History

Great Britain
- Name: Tom
- Owner: James Sawrey
- Launched: 1771, Britain
- Fate: Condemned 1794

General characteristics
- Tons burthen: pre-1780:100; post-1780: 160, or 163, or 170 (bm);
- Armament: 14 × 4-pounder guns (1783)

= Tom (1771 ship) =

Tom was launched in 1771 in Britain. Between 1778 and 1792 she was a West Indiaman, trading between Lancaster and Jamaica, St Lucia, and Grenada. New owners in 1792 sailed Tom as a slave ship in the triangular trade in enslaved people. She was condemned in 1794 at Barbados after having delivered the captives she had acquired in the Cameroons.

==Career==
Tom first appeared in Lloyd's Register (LR) in the volume for 1778.

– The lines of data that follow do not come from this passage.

PR #3230, opened 2026-07-26
fix(husky): classify pytest verdict 3-way — signal-kill is not a test failure

Balizero1987:
## Summary (#45)

`.husky/pre-push`'s pytest-verdict branch was `elif ! ( subshell running pytest ); then FAILED; exit 1; fi` — a bare boolean negation that collapses EVERY non-zero exit into one branch, unconditionally printed as "Python tests FAILED".

Measured by cache-untrack, same night: `agent/air-m5/ops/seo1967-ledger` ran clean through 97% of the suite (dots and skips only, ZERO `F` anywhere) then took `Terminated: 15` (SIGTERM) with 3% left. The wrapper still printed "❌ Python tests FAILED — push blocked." No test failed — the process was killed from outside. Any lane seeing that line had grounds to hunt a regression that does not exist.

Same family as W104 (judge the REPLY, not the exit code) and W97 (a pipe masks the RC): the exit code IS the reply here, but a bare `!(...)` throws away the one bit of it (128+N = signal-terminated) that would have told the truth.

## Fix

Capture the subshell's raw exit code (`TEST_RC=$?`) instead of negating it directly, then classify three ways:

- `0` → pass, fall through silently (unchanged happy path)
- `1..127` → real test failure. Block, unchanged "❌ Python tests FAILED — push blocked." + reproduce instructions.
- `>=128` → **NOT a verdict.** "⚠️ Python test run TERMINATED by signal N — NO VERDICT, push blocked pending re-run." States plainly this is not a failure and not to hunt a regression. Still blocks (exit 1) pending re-run — the task's own spec — but never renders as FAILED.

Deliberately NOT chased: who sends the SIGTERM. Unestablished; a ~95-minute push landed successfully the same night, falsifying any flat wall-clock ceiling. Fixing the misreport is correct regardless of whether the kill turns out to be entirely legitimate.

## Tests

Extended the SAME `scripts/tests/test_prepush_failclosed.sh` (not a parallel file) with 4 cases: guilt (a **REAL** `kill -TERM` on a real backgrounded child process — not a synthetic exit code — classifies as TERMINATED, never FAILED; a synthetic `exit 143` would test the arithmetic, not the actual bug, which is that shells report a signal-killed child's status as 128+N and the old code discarded that bit), two innocence cases (a real non-signal failure still classifies FAILED; a real success still classifies PASS), and a tripwire against the live hook. 12/12 passing. Verified non-vacuous: reverted `.husky/pre-push` via `git stash`, confirmed the tripwire correctly fails against the original (11/12) while the logic-mirror cases still pass — same pattern as the existing Cases 5/6 for RANGE_FROM.

## Hot zone

`.husky/pre-push` is in the path of every lane's push. Per standing instruction (same as #39/PR #3198) this is opened **unarmed** — no auto-merge — for a deliberate manual read and merge.


Balizero1987:

`diff_sha=3b3977915280430f` · 167 lines · diff_complete=True

- ✅ **codex** → `green` — The intended signal-aware classification is defeated by Husky's errexit execution context. Pushes remain fail-closed, but all nonzero pytest outcomes bypass the promised diagnostics and classification.
    - 🟠 P1: .husky/pre-push:356 — Husky executes hooks with `sh -e`; the now-bare pytest subshell exits the hook immediately on any nonzero status, so `TEST_RC=$?` and the new FAILED/TERMINATED classification are unreachable.
    - 🟠 P1: scripts/tests/test_prepush_failclosed.sh:245 — the tripwire only greps for classification fragments and never executes the changed hook logic under `sh -e`, so it passes despite the errexit regression.
- ✅ **claude-opus** → `green` — Self-contained, well-tested shell-hook fix that correctly replaces a bare `! (...)` boolean with raw exit-code capture and 3-way classification (pass/signal-terminated/fail); no hard-rule, security, migration, router, or prod-code-path impact. Only residual concern is whether the live hook runs under `set -e`, which would bypass the new capture — worth confirming from the file header not shown in the diff.
    - 🟠 P1: .husky/pre-push:~365 — the bare subshell `( cd apps/backend-rag && ... pytest )` followed by `TEST_RC=$?` relies on execution NOT aborting on the subshell's non-zero exit; the original `elif ! ( ... )` form was immune to `set -e`, but a bare failing command under `set -o errexit` would exit before `TEST_RC=$?` is captured, silently bypassing the whole 3-way classification (signal case never reached, no message printed). The visible hunk doesn't show the file header — verify the hook has no `set -e`/`set -o errexit` active, otherwise the fix is defeated exactly in the failure path it targets. The unit test mirrors `classify_verdict` standalone and the tripwire only greps the hook text, so neither would catch this.
)

---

| Year | Master | Owner | Trade | Source & notes |
|---|---|---|---|---|
| 1778 | Warbrick | Rawlinson | Lancaster–Jamaica | LR |
| 1781 | Warbrick | Rawlinson | Lancaster–St Lucia | LR; lengthened and repaired 1780 |
| 1792 | Warbrick Ainsworth | Rawlinson Sawrey | Lancaster–Grenada Lancaster–Africa | LR; lengthened and repaired 1780, thorough repair 1785, & repairs 1792 |

James Sawrey owned at least two vessels, Tom, and . Captain Tobias Collins sailed Hope to West Africa in 1791–1792, with Ainsworth replacing him at some point, and Tom in 1792, replacing Ainsworth. LR for 1793 shows Ainsworth replacing Collins as master on Hope. The time and place of the exchange is an open question. Before Collins left on Hope, on 26 September 1791, James Savery had instructed him to sail on to the Cameroons to gather as much ivory and other dead cargo as he could find.

Captain Ainsworth sailed from Liverpool on 24 March 1792, bound for the Cameroons. Tom arrived at Barbados in November 1793 with 39 captives.

==Fate==
Tom was condemned at Barbados in 1794.